RECORDED INFORMATION:
PR #1292, opened 2019-03-05
Campaign Independent Text Submission Action Posts

mendelB:
### What does this PR do?

This PR sets the `TextSubmissionAction` component free of its Campaign parental clutches, allowing it to be embedded anywhere, attempting to use its Action ID with our Campaign independent posting method to soar toward its glorious Rogue destiny 👼 

(https://github.com/DoSomething/phoenix-next/pull/1292/commits/80624636ac681ab957faa99ddc689bffe2ed75c0 snuck a little update in to ensure our Lazy Auth™ will work on actions outside of a campaign. The [`getCampaignDataForNorthstar`](https://github.com/DoSomething/phoenix-next/blob/80624636ac681ab957faa99ddc689bffe2ed75c0/resources/assets/selectors/campaign.js#L21) was always assuming a `campaign` was within `state` since we [`default`](https://github.com/DoSomething/phoenix-next/blob/80624636ac681ab957faa99ddc689bffe2ed75c0/resources/assets/store/initialState.js#L12)that property to an empty object. I copied over the logic used in the [`analytics` middleware](https://github.com/DoSomething/phoenix-next/blob/80624636ac681ab957faa99ddc689bffe2ed75c0/resources/assets/middleware/analytics.js#L15) and it now works 👌).

Testing this with the #1289 Block Route was a dream! This should work across the board, and will fall back to the Campaign ID for legacy actions which don't have that field filled out.

Refs [Pivotal ID #163728507](https://www.pivotaltracker.com/story/show/163728507)

### Checklist

### DIFF
--- a/resources/assets/selectors/campaign.js
+++ b/resources/assets/selectors/campaign.js
@@ -21,7 +21,7 @@ export function getCampaignAdditionalContent(state) {
 export function getCampaignDataForNorthstar(state) {
   const data = {};
 
-  if (state.campaign) {
+  if (get(state, 'campaign.type', null) === 'campaign') {
     data.callToAction = state.campaign.callToAction;
     data.coverImage = contentfulImageUrl(
       state.campaign.coverImage.url,
--- a/resources/assets/components/actions/TextSubmissionAction/TextSubmissionAction.js
+++ b/resources/assets/components/actions/TextSubmissionAction/TextSubmissionAction.js
@@ -80,9 +80,11 @@ class TextSubmissionAction extends React.Component {
 
     // Send request to store the text submission post.
     // (Use campaign ID independant post method if actionId is provided).
-    this.props.actionId
-      ? this.props.storePost(data)
-      : this.props.storeCampaignPost(this.props.campaignId, data);
+    if (this.props.actionId) {
+      this.props.storePost(data);
+    } else {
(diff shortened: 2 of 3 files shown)


resources/assets/selectors/campaign.js
```diff
@@ -21,7 +21,7 @@ export function getCampaignAdditionalContent(state) {
 export function getCampaignDataForNorthstar(state) {
   const data = {};
 
-  if (state.campaign) {
+  if (get(state, 'campaign.type', null) === 'campaign') {
```
mendelB: Seems like most of these fields would work with Story Pages too! I guess we can add that logic down the line if that proves necessary so that the signup experience can be tied to the Story Page.

DFurnes: Oh yeah, good flag! 🎏 I bet folks will definitely ask for this.

mendelB: I'll add a tentative row to the post-launch doc!

ngjo: Added here: https://docs.google.com/spreadsheets/d/1lw6416L7N26SpyEMgjw5PefbcD7aMaaCE9SZKXwOnFY/edit#gid=300314040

WHAT TO PRODUCE: Repeat exactly the lines from the first line of the records above through the line containing "now works 👌).", both included, and nothing else.

RESPONSE TO THIS TASK:
PR #1292, opened 2019-03-05
Campaign Independent Text Submission Action Posts

mendelB:
### What does this PR do?

This PR sets the `TextSubmissionAction` component free of its Campaign parental clutches, allowing it to be embedded anywhere, attempting to use its Action ID with our Campaign independent posting method to soar toward its glorious Rogue destiny 👼 

(https://github.com/DoSomething/phoenix-next/pull/1292/commits/80624636ac681ab957faa99ddc689bffe2ed75c0 snuck a little update in to ensure our Lazy Auth™ will work on actions outside of a campaign. The [`getCampaignDataForNorthstar`](https://github.com/DoSomething/phoenix-next/blob/80624636ac681ab957faa99ddc689bffe2ed75c0/resources/assets/selectors/campaign.js#L21) was always assuming a `campaign` was within `state` since we [`default`](https://github.com/DoSomething/phoenix-next/blob/80624636ac681ab957faa99ddc689bffe2ed75c0/resources/assets/store/initialState.js#L12)that property to an empty object. I copied over the logic used in the [`analytics` middleware](https://github.com/DoSomething/phoenix-next/blob/80624636ac681ab957faa99ddc689bffe2ed75c0/resources/assets/middleware/analytics.js#L15) and it now works 👌).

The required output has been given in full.